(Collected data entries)
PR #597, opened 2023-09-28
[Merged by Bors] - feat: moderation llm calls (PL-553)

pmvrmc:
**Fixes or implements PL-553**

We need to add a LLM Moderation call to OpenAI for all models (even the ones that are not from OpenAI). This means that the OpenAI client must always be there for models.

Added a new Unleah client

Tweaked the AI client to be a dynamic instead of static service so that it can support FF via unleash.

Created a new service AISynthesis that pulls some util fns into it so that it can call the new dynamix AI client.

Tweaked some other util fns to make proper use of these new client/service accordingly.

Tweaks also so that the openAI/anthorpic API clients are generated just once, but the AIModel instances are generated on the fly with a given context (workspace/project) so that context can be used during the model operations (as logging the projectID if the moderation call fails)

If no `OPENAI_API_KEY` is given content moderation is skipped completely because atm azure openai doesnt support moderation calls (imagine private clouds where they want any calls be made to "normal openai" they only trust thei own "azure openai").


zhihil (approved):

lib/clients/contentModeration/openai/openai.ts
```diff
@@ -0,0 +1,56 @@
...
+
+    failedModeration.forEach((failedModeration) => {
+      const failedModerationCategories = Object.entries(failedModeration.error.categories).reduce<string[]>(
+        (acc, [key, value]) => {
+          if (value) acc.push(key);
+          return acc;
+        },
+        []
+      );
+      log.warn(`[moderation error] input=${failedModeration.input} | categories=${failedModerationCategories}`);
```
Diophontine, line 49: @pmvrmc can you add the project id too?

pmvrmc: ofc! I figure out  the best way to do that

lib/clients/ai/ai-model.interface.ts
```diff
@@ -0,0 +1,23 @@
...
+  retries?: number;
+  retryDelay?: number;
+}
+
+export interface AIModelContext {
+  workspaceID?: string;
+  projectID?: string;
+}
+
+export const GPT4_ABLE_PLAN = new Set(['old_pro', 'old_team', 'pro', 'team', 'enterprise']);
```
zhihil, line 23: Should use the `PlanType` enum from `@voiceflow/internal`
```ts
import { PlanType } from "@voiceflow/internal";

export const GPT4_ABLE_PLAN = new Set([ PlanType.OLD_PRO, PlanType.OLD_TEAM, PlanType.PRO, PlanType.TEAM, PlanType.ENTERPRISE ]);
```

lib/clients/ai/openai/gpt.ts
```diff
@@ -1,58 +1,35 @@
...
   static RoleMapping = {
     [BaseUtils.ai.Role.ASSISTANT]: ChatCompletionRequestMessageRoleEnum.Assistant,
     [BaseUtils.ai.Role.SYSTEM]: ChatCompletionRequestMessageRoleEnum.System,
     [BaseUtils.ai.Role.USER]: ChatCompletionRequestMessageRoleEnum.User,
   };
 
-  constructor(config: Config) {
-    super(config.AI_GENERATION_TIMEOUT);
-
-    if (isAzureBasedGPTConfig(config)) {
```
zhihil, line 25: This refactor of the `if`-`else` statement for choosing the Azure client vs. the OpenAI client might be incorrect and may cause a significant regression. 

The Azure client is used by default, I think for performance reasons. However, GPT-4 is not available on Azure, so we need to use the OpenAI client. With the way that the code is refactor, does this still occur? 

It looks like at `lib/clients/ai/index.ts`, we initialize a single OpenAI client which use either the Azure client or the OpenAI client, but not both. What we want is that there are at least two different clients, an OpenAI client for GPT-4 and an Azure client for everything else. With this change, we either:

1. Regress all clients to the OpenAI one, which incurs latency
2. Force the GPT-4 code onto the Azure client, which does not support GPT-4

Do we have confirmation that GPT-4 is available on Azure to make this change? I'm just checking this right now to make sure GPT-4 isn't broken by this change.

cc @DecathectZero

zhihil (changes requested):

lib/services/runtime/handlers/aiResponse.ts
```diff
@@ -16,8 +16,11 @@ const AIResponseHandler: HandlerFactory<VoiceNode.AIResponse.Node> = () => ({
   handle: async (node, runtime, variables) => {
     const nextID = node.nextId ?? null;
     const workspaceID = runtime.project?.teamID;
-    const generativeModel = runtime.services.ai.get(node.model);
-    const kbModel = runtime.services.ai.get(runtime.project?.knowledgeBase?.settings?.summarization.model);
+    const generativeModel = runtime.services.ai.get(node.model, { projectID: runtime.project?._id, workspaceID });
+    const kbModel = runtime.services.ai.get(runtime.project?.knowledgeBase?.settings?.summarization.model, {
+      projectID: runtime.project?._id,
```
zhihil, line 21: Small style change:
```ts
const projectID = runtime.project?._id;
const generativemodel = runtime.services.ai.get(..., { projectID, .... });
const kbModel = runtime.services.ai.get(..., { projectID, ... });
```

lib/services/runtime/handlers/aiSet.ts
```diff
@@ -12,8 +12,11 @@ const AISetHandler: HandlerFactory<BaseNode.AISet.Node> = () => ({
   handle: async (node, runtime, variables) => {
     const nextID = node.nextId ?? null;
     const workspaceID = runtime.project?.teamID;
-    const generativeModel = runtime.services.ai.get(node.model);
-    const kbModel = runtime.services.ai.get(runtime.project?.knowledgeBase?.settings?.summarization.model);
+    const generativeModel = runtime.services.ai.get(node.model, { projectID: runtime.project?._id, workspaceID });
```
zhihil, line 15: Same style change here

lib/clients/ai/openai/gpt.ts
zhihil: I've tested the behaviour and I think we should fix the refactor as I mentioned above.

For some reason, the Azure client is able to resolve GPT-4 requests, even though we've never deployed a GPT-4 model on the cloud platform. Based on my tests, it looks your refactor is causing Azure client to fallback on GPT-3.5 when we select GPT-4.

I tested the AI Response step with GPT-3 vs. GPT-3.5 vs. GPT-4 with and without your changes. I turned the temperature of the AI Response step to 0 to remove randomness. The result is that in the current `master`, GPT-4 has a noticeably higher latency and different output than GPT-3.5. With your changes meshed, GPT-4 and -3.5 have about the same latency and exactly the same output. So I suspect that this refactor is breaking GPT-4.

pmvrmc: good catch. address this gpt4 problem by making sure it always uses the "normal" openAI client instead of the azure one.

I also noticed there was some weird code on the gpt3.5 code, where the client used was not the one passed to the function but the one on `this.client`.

--

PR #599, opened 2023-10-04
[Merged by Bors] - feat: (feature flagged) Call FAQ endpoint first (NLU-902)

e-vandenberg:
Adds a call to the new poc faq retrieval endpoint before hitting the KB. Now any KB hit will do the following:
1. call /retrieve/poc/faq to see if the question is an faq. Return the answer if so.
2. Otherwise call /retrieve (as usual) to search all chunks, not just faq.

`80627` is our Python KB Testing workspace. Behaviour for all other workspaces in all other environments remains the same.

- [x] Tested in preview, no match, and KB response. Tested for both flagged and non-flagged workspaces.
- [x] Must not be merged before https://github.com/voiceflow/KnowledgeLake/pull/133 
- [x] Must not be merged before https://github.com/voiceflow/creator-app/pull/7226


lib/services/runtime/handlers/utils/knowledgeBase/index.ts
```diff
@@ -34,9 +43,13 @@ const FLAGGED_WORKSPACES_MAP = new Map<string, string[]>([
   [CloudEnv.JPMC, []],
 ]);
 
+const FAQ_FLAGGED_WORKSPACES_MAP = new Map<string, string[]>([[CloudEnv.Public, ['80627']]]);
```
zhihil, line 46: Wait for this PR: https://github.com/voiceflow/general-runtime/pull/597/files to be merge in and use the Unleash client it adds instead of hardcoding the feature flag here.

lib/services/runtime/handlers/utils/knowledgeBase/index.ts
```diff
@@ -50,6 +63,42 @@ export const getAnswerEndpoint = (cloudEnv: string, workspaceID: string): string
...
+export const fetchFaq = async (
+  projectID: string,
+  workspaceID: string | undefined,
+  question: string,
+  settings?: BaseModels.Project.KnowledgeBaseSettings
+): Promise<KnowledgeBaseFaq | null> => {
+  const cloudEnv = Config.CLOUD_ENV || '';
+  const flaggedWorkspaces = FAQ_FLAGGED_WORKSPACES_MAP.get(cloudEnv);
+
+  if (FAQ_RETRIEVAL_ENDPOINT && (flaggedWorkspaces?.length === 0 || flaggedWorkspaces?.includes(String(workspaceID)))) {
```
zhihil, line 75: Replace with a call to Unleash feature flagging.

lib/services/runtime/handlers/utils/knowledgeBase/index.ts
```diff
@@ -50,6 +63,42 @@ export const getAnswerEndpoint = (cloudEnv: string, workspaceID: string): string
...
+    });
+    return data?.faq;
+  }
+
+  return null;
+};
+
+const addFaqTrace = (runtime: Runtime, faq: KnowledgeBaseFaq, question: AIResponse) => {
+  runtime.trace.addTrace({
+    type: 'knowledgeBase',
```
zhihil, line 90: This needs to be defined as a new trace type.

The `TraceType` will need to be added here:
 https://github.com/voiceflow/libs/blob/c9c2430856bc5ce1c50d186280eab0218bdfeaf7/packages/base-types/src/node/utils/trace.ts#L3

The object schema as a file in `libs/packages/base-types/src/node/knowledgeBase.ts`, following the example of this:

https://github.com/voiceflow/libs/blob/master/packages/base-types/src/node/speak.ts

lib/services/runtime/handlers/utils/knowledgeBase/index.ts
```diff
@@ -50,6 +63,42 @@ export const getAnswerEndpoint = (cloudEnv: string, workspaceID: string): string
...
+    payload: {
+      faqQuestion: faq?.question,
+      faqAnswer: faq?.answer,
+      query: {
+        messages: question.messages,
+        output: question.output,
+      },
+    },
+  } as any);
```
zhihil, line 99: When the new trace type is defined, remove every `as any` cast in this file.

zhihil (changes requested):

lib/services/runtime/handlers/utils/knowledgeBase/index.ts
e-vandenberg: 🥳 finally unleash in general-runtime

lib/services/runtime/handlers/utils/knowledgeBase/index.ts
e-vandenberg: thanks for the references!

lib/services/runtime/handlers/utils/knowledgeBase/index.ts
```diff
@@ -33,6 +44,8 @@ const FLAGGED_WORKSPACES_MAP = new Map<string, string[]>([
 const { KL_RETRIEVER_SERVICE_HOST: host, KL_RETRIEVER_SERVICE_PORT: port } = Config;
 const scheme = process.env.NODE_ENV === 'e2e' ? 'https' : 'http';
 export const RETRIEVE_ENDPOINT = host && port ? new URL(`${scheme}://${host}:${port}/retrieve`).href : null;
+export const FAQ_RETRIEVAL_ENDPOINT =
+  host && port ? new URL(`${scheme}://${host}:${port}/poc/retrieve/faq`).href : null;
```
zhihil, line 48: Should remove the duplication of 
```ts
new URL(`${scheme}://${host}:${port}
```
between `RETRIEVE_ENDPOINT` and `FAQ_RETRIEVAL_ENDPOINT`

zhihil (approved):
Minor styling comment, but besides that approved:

- What is needed -
For this exercise, please output exactly the lines above starting at the line with "zhihil, line 99: When" and ending at the line with "e-vandenberg: 🥳 finally", ends included.

- Reply -
zhihil, line 99: When the new trace type is defined, remove every `as any` cast in this file.

zhihil (changes requested):

lib/services/runtime/handlers/utils/knowledgeBase/index.ts
e-vandenberg: 🥳 finally unleash in general-runtime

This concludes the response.